Polska
Nie ma dowodów, aby podważać datę męczeńskiej śmierci ks. Jerzego Popiełuszki
Nie ma potwierdzonych dowodów na inną datę śmierci ks. Jerzego Popiełuszki niż 19 października 1984 roku – to konkluzja z konferencji prasowej pt. „Ostatnie godziny życia księdza Popiełuszki, bohaterstwo i męczeństwo. Kiedy kanonizacja?”, zorganizowanej 17 października przez Katolicką Agencję Informacyjną, UKSW i Wydawnictwo Znak.
„Ksiądz Jerzy Popiełuszko poniósł męczeńską śmierć między godziną 22 a 24 dn. 19 października 1984 roku i nie ma dowodów, aby podważać tę datę śmierci” – stwierdziła dr Milena Kindziuk, autorka książki „Jerzy Popiełuszko. Biografia” opublikowanej przez Wydawnictwo Znak i adiunkt w Instytucie Edukacji Medialnej i Dziennikarstwa Uniwersytetu Kardynała Stefana Wyszyńskiego w Warszawie.
Dr Kindziuk podkreśliła również, że należy cały czas na nowo udowadniać, iż działalność ks. Jerzego miała charakter religijny a nie polityczny. „Jego działalność nie była ani społeczna, ani humanistyczna, ani polityczna, tylko religijna. Po tym jak ks. Jerzy zaprzyjaźniał się z ludźmi, podprowadzał ich do wiary, do Kościoła” – podkreśliła dr Kindziuk.
„Ks. Jerzy zginął za wiarę i za wartości płynące z wiary. Była to śmierć w okolicznościach nienawiści do wiary” – zauważył ks. prof. Józef Naumowicz, notariusz procesu kanonizacyjnego bł. ks. Jerzego Popiełuszki.
Ks. prof. Stanisław Dziekoński, rektor UKSW, zwrócił uwagę, że książka dr Kindziuk wpisuje się w obchody 100-lecia odzyskania przez Polskę niepodległości. „Książka ukazuje, że ks. Jerzy jest świadkiem służby i poświęcenia dla innych, jest wzorem dla nas”.
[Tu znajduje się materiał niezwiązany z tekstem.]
PR #341, opened 2017-08-18
Update README

hachi8833:
Restructured. Still updating a bit.

### DIFF
--- a/README.md
+++ b/README.md
@@ -7,23 +7,218 @@
 [![codecov](https://codecov.io/gh/goby-lang/goby/branch/master/graph/badge.svg)](https://codecov.io/gh/goby-lang/goby)
 [![Readme Score](http://readme-score-api.herokuapp.com/score.svg?url=goby-lang/goby)](http://clayallsopp.github.io/readme-score?url=goby-lang/goby)
 
-**Join us on Slack!** [![](https://goby-lang-slackin.herokuapp.com/badge.svg)](https://goby-lang-slackin.herokuapp.com)
+**Goby** is an object-oriented interpreter language deeply inspired by **Ruby** as well as its core implementation by 100% pure **Go**, plus standard libraries to several features such as Plugin system. Note that we do not intend to reproduce whole of the honorable works of Ruby syntax/implementation/libraries. 
 
-Goby is an object-oriented interpreter language deeply inspired by Ruby and written in 100% pure Go. The goal of Goby is to help web developers create api servers or microservices simply and efficiently, with a help of tough thread-mechanism from Go's goroutine, see the [thread's example](https://github.com/goby-lang/goby/blob/master/samples/one_thousand_threads.gb). Howerver, We do not intend to reproduce all of works in Ruby implementation.
+One of our goal is to provide web developers a sort of small and handy environment that mainly focus on creating **API servers or microservices**. For this, Goby includes the following native features:
 
-Goby will finally equip a reduced set of Ruby's fundamental syntax, including Ruby's common methods and libraries, but will not equip most of Ruby's meta-programming magic to make Goby VM simpler. Goby will also finally equip a built-in HTTP library and multi-threaded server that comes from Go's HTTP packages.
+- Tough thread/channel mechanism powered by Go's goroutine
+- Builtin high-performance HTTP server
+- Database adapter (currently for PostgreSQL)
+- JSON support
+- Plugin system that can load existing Go packages dynamically and access from Goby
+    - Only for Linux by now.
 
-**Checkout our [sample app](http://sample.goby-lang.org) built with Goby! And [here](https://github.com/goby-lang/sample-web-app) is the source code**
+## Table of contents
+
+- [Demo and sample Goby app](#demo_and_sample_app)
+- [Aspects](#aspects)
+    - [Features](#features)
+    - [Language](#language)
+    - [Native class](#native_class)
+    - [Standard class](#standard_class)
+- [Installation](#installation)
+- [Usage](#usage)
+- [Sample codes](#sample_codes)
+- [Documentation](#documentation)
+- [Joining to Goby](#joining-to-goby)
+- [Maintainers](#maintainers)
+- [Support us](#support-us)
+- [References](#references)
 
 Goby interpreter is a monolithic binary executable, which consists of a YARV-like VM and a compiler, and a REPL (which is better than `irb`!). All components of Goby compiler, such as AST, lexer, parser, token, are written in 100% pure Go, instead of using conventional static yacc/lex/bison conversion. Goby maintainers don't need to care about C language anymore!
 
-We are optimizing and expanding Goby all the time and need your help. One of our vision is to utilize and manages tons of Go's packages easily from Goby scripts. Currently we already have some progress, see the introduction of Goby's [Plugin System](https://goby-lang.gitbooks.io/goby/content/plugin-system.html)
-
-[**User Manual (WIP)**](https://goby-lang.gitbooks.io/goby/content/)
-
-**Demo:**
+## Demo screen and sample Goby app
 
 <img src="http://i.imgur.com/5RxFgIW.gif?1" width="60%">
+
+**New!** Check-out our [sample app](http://sample.goby-lang.org) built with Goby. Source code is also available [here](https://github.com/goby-lang/sample-web-app).
+
+## Aspects
+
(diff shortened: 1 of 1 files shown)


README.md
```diff
@@ -7,208 +7,194 @@
...
 
-Become a sponsor and get your logo on our README on Github with a link to your site. [[Become a sponsor](https://opencollective.com/goby#sponsor)]
+**Class**: Single inheritance, and 'module' is supported for mixin. Goby has internally two kinds of class: native class and standard class. **Native class** (or builtin class) provides fundamental methods. Most common methods such as `#puts` are in `Class` class. `Object` class is just a root class for consistency and holds no methods. **Standard class** (or standard library) can be loaded via `require` and provides additional methods. Standard classes are often split internal Go code and external Goby code in order to make implementation easier. Both kind of classes are transparent to Goby developers and can be overridden by child classes. Goby's Class hierarchy is very simple: `Object::Class::(anything like that)`.
```
st0012: I'm not sure what do you mean about the Class hierarchy. All constants is under `Object` namespace, but not necessarily under `Class` namespace.

st0012: I think you can mention we also implemented singleton classes in this section.

README.md
```diff
@@ -7,208 +7,194 @@
...
+ 
+Written in Go.
+
+- Class
+- Integer
+- String
+- Boolean
+- Null (nil)
+- Hash (with `#to_json` method)
+- Array (with `#each`)
```
st0012: I think we don't have to specify `Array` and `Range` have `#each` method. It's quite basic.
But if we implemented `enumerable` that'd be something we can talk about.

README.md
```diff
@@ -7,208 +7,194 @@
...
+- Range (with `#each`)
+- URI
+- Channel
```
st0012: There's a missing class: `GoObject`. Which stores any type of data that can't be transform to Goby's type directly. And we can use `GoObject#go_func` method to call the Go object's function.

README.md
```diff
@@ -7,208 +7,194 @@
...
+- [Joining to Goby](#joining-to-goby)
+- [Maintainers](#maintainers)
+- [Support us](#support-us)
+- [References](#references)
 
-Goby interpreter is a monolithic binary executable, which consists of a YARV-like VM and a compiler, and a REPL (which is better than `irb`!). All components of Goby compiler, such as AST, lexer, parser, token, are written in 100% pure Go, instead of using conventional static yacc/lex/bison conversion. Goby maintainers don't need to care about C language anymore!
+## Demo (REPL: igb)
 
-We are optimizing and expanding Goby all the time and need your help. One of our vision is to utilize and manages tons of Go's packages easily from Goby scripts. Currently we already have some progress, see the introduction of Goby's [Plugin System](https://goby-lang.gitbooks.io/goby/content/plugin-system.html)
+<img src="http://i.imgur.com/5RxFgIW.gif?1" width="60%">
```
st0012: BTW I think we should record a new demo. Maybe something like open REPL and insert/query database?

README.md
```diff
@@ -7,208 +7,194 @@
...
-<a href="https://opencollective.com/goby/backer/26/website" target="_blank"><img src="https://opencollective.com/goby/backer/26/avatar.svg"></a>
-<a href="https://opencollective.com/goby/backer/27/website" target="_blank"><img src="https://opencollective.com/goby/backer/27/avatar.svg"></a>
-<a href="https://opencollective.com/goby/backer/28/website" target="_blank"><img src="https://opencollective.com/goby/backer/28/avatar.svg"></a>
-<a href="https://opencollective.com/goby/backer/29/website" target="_blank"><img src="https://opencollective.com/goby/backer/29/avatar.svg"></a>
+Goby has several aspects: language specification, design of compiler and vm, implementation (just one for now), library, and the whole of them. 
 
+----------
 
-### Sponsors
+**Language**: Class-based, straignt-ahead object-oriented script language. Syntax is influenced by Ruby language (and by Go a bit), but has been **reduced and simplified** (and slightly modified) to keep Goby VM simple and concise. Some aspects of Ruby such as meta-programming (known as 'magic'), special variables with `$`, or like that, have been dropped.
```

Dr Rafał Łatka z Biura Badań Historycznych IPN stwierdził natomiast, że IPN dalej prowadzi śledztwo w sprawie morderstwa na księdzu Popiełuszce.
4 września 2015 roku w katedrze Créteil we Francji zakończyła się faza diecezjalna procesu kanonizacyjnego bł. Jerzego Popiełuszki i akta zostały przekazane do watykańskiej Kongregacji Spraw Kanonizacyjnych. Tam komisja teologów musi zatwierdzić przekonanie, że uzdrowienie dokonało się za wstawiennictwem bł. ks. Jerzego Popiełuszki. „Procesy te toczą się niekiedy wiele lat” – zauważył ks. prof. Naumowicz.